Today I took the youngest birds (hatched July 5th) out to the ex pen for a while and let everyone else loose. The older birds came over and checked them out a few times and it seemed pretty tame so I opened the ex pen gate and let everyone wander as they wanted. There was a bit of chasing and a little bit of pecking, but nothing too bad. Most of the unfriendly behavior is from one bird so she may get a time out in the dog crate tomorrow if she continues. Once everyone had had enough of foraging (all had full crops and had gone in the coop or run and settled down for resting) I took the youngsters and put them in the dog crate. Everything is peaceful and the weather sounds good for the next couple of days so it will be an easy transition. I have the brooder pen set up still in case I need to bring them back in for some reason.
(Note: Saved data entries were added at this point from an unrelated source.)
PR #1322, opened 2024-07-02
Closes #1321: Support custom variant animations in code

### LINKED ISSUE #1321: Support custom variant animations in code
Animations between code-driven variant changes are currently hardcoded to one type of transition. Support custom transitions by supplying a function that takes the transition info and returns a transition.

rylin8:
Add a customVariantTransition parameter to DesignDocSettings that can be populated to customize variant transitions.


rylin8:
Ping

integration-tests/validation/src/main/java/com/android/designcompose/testapp/validation/examples/VariantAnimationTest.kt
```diff
@@ -35,6 +35,10 @@ import com.android.designcompose.annotation.Design
 import com.android.designcompose.annotation.DesignComponent
 import com.android.designcompose.annotation.DesignDoc
 import com.android.designcompose.annotation.DesignVariant
+import com.android.designcompose.serdegen.Bezier
```
iamralpht, line 38: I'm not sure if we should expose these types directly (partly because we're going to change to proto serialization, partly because they're currently clunky because serdegen makes ugly interfaces).

I know Compose has "AnimationSpec" which we could use instead of the serdegen curve definitions. I think we'd have to define a Kotlin type for whether it's smart animate or something else. Then if we wanted to do a very custom thing with different curves for different elements, or additional property changes that are only in the transition (like an extra rotation or blink or something), there are types to extend to do that.

Does that make sense, or it's better to use just the DCF types? Otherwise I like this change because it's pretty simple but can give a lot of options.

rylin8: Does "SmartAnimate" vs the other types of animation actually animate differently? It looked to me like they all did the same thing.

rylin8: Ok I updated so that the custom animation function returns a `AnimationTransition` interface that lets you access an `AnimationSpec<Float>`. Right now there is a `SmartAnimationTransition` that implements the interface. We could add more later but not sure that's the approach you were thinking of... and adding more transition implementations would require a little more plumbing.

designcompose/src/main/java/com/android/designcompose/InteractionState.kt
```diff
@@ -435,7 +437,9 @@ internal fun InteractionState.dispatch(
                                     key,
                                     action.destination_id.get(),
                                     undoInstanceId,
-                                    action.transition.get(),
+                                    SmartAnimateTransition(
```
iamralpht, line 440: Oh - this is a nice way to convey the kind of transition the animation system should do. Thanks for aligning both paths here!

designcompose/src/main/java/com/android/designcompose/squoosh/SquooshVariantTransition.kt
```diff
@@ -212,6 +260,12 @@ internal class SquooshVariantTransition {
             // This will wipe out any existing transition; we probably want to make a smooth
             // function here, like we do for the interaction-based transitions.
             if (toId != fromId) {
+                val transition =
+                    customVariantTransition?.let { it(VariantTransitionContext(view, variantView)) }
+                        ?: SmartAnimateTransition(
```
iamralpht, line 265: minor nit: do you want to pull this out as a const somewhere?

integration-tests/validation/src/main/java/com/android/designcompose/testapp/validation/examples/VariantAnimationTest.kt
```diff
@@ -68,7 +74,38 @@ fun VariantAnimationTest() {
         }
     }
 
-    CompositionLocalProvider(LocalDesignDocSettings provides DesignDocSettings(useSquoosh = true)) {
+    CompositionLocalProvider(
+        LocalDesignDocSettings provides
+            DesignDocSettings(
+                useSquoosh = true,
+                customVariantTransition = { context ->
+                    if (context.fromComponentSet("RightPanelAndroid")) {
```
iamralpht, line 82: Eventually we'll have some tooling to have the transitions come from the DCF file (and presumably from Figma eventually too, to close the loop), so this might be a short term API... I think this will be the first time we've exposed node ids directly to user code, and I'm wondering if we should have a warning annotation on these methods, or wrap the strings in a "UnstableNodeId" type or something like that so that it's clear what's going on, and that any design change can break the animation.

integration-tests/validation/src/testDebug/kotlin/com/android/designcompose/testapp/validation/AnimationMidpoints.kt
```diff
@@ -76,6 +79,41 @@ class AnimationMidpoints {
...
+        val text = mutableStateOf("X")
+
+        composeTestRule.setContent {
+            CompositionLocalProvider(
+                LocalDesignDocSettings provides
+                    DesignDocSettings(
+                        useSquoosh = true,
+                        customVariantTransition = {
+                            SmartAnimateTransition(
+                                tween(
```
iamralpht, line 97: For some reason the midpoint snapshot looks like it hasn't moved from the start of the animation. Does it show something more mid-pointy if you change the curve?

iamralpht:
Minor feedback - the indication that node ids are unstable, and the midpoints tests are the only changes I think are really needed.

integration-tests/validation/src/testDebug/kotlin/com/android/designcompose/testapp/validation/AnimationMidpoints.kt
rylin8: Yea the cubic bezier curves start out slow and the midpoint test only progresses time by 0.1 before taking the midpoint screenshot. I'll change back to a spring.

designcompose/src/main/java/com/android/designcompose/squoosh/SquooshVariantTransition.kt
rylin8: Done

integration-tests/validation/src/main/java/com/android/designcompose/testapp/validation/examples/VariantAnimationTest.kt
rylin8: Done

integration-tests/validation/src/main/java/com/android/designcompose/testapp/validation/examples/VariantAnimationTest.kt
iamralpht: Yeah, I think this is good. Currently only "SmartAnimate" is implemented. Other animation types that Figma has are for the most part simpler because they are just simple translate + opacity done on the incoming and outgoing root views.

integration-tests/validation/src/testDebug/kotlin/com/android/designcompose/testapp/validation/AnimationMidpoints.kt
iamralpht: Sounds good - otherwise you might be able to use some bigger constants in the first two terms of the cubic bezier to make it do something right way.

iamralpht (approved):

iamralpht:
Looks good - thanks for getting this in shape!

PR #1324, opened 2024-07-04
Fixes  #1301: Replace customizations functions with State<>

### LINKED ISSUE #1301: Update customizations to use State<>
Update the `@Composable () -> String` function to use a `State<String>`, and the `@Composable () -> Meter` function to use a `State<Meter>`. Update all examples to use these instead as well. Make sure these customizations also work in the squoosh branch.

yiqunw700:
- Replace text function customization with `State<String>`
- Replace meter function customization with `FloatState`
- Update MediaCompose usages to the new state customizations
- Create a new validation test for  text state and meter state customizations


timothyfroehlich:
@yiqunw700 Looks like you forgot to add a description or issue link.

yiqunw700:
> @yiqunw700 Looks like you forgot to add a description or issue link.

Updated. Please take a look, thanks!

integration-tests/validation/src/main/java/com/android/designcompose/testapp/validation/examples/AllExamples.kt
```diff
@@ -99,6 +101,11 @@ val EXAMPLES: ArrayList<Triple<String, @Composable () -> Unit, String?>> =
         Triple("Text Inval", { TextResizingTest() }, TextResizingTestDoc.javaClass.name),
         Triple("Shared Customization", { ModuleExample() }, ModuleExampleDoc.javaClass.name),
         Triple("Variable Modes", { VariableModesTest() }, VariablesTestDoc.javaClass.name),
+        Triple(
+            "State Customizations",
+            @TargetApi(28) { StateCustomizationsTest(Clock.systemDefaultZone()) },
```
timothyfroehlich, line 106: What's going on here? Why the TargetApi?

integration-tests/validation/src/main/java/com/android/designcompose/testapp/validation/examples/StateCustomizations.kt
```diff
@@ -0,0 +1,67 @@
...
+}
+
+@Composable
+@TargetApi(26)
+fun StateCustomizationsTest(clock: Clock) {
+    val time = remember { mutableStateOf("00:00:00") }
+    val firstHand = remember { mutableFloatStateOf(0F) }
+    val secondHand = remember { mutableFloatStateOf(0F) }
+
+    val handler = Handler(Looper.getMainLooper())
```
timothyfroehlich, line 51: Any reason you used Looper instead of a coroutine?

integration-tests/validation/src/main/java/com/android/designcompose/testapp/validation/examples/AllExamples.kt
timothyfroehlich, line 106: Does this mean that the test will behave differently depending on your time zone?

integration-tests/validation/src/main/java/com/android/designcompose/testapp/validation/examples/StateCustomizations.kt
```diff
@@ -0,0 +1,67 @@
...
+    val runnable =
+        object : Runnable {
+            override fun run() {
+                val currentTime = LocalTime.now(clock)
```
timothyfroehlich, line 55: This means the example will show different results depending on the time, correct? I think it'd be better to have it use a specified time so that you get the same results whenever you run it.

timothyfroehlich (changes requested):
The biggest thing is that the new clock test in Validation should just behave the same no matter what time it is.

integration-tests/validation/src/main/java/com/android/designcompose/testapp/validation/examples/AllExamples.kt
yiqunw700: systemDefaultZone() is available on api level 28. The app min api level is 30 so I think @TargetApi is good enough here. Also add @TargetApi then Android Studio won't show the warnings/errors.

integration-tests/validation/src/main/java/com/android/designcompose/testapp/validation/examples/StateCustomizations.kt
yiqunw700: It depends on the Clock passed to the StateCustomizationsTest. The one in validation app will show the device time while the roborazzi test uses a fixed time clock that we get the same results whenever we run it.

integration-tests/validation/src/main/java/com/android/designcompose/testapp/validation/examples/AllExamples.kt
yiqunw700: Yes. Cause using a different time zone rather than the system default, it will show a different time from the device time.

integration-tests/validation/src/main/java/com/android/designcompose/testapp/validation/examples/StateCustomizations.kt
yiqunw700: I haven't used much coroutine. It looks like coroutine is mostly for asynchronization.
Here the task is very very light to update the UI. So I used handler here to update the UI every second.

timothyfroehlich: Since it's just for a test it's fine, but library code should definitely use coroutines that use the Composable's scopes. It'll be worth looking into :)

yiqunw700: Sure. I will take a look into how to use coroutines.

integration-tests/validation/src/main/java/com/android/designcompose/testapp/validation/examples/AllExamples.kt
timothyfroehlich: I'm a bit confused why it's showing a warning there, but I dunno, it's probably not causing any issues.

integration-tests/validation/src/main/java/com/android/designcompose/testapp/validation/examples/StateCustomizations.kt
timothyfroehlich: Ok, I see it now. Looks good.

yiqunw700:
> The biggest thing is that the new clock test in Validation should just behave the same no matter what time it is.

The clock in the validation will show the device time which is easy to validate if it works properly.
For the roborazzi test, in order to make it generate the same screenshot every time it runs, it uses a fixed clock.

timothyfroehlich (approved):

Here are some pictures of the three youngest birds (Rebekkah, Naomi and Esther, still to be decided who gets which name).


----------



## Charmed (Aug 4, 2014)

Nice, healthy looking pullets!


----------



## Beautiful Blue (Apr 24, 2017)

LOL...I've been wondering - please let me know...

if your hens will go in to roost during the solar eclipse!! I think you are at about 70% where you are.


----------



## lily cd re (Jul 23, 2012)

We will be at about 70% I think. I imagine that the older girls will go roost. The pullets are out in the run with a tarp over them for shade and rain protections so they may hunker down too, but so far the pullets stay up later than the big girls since the run is on the west end of the coop and stays lighter later.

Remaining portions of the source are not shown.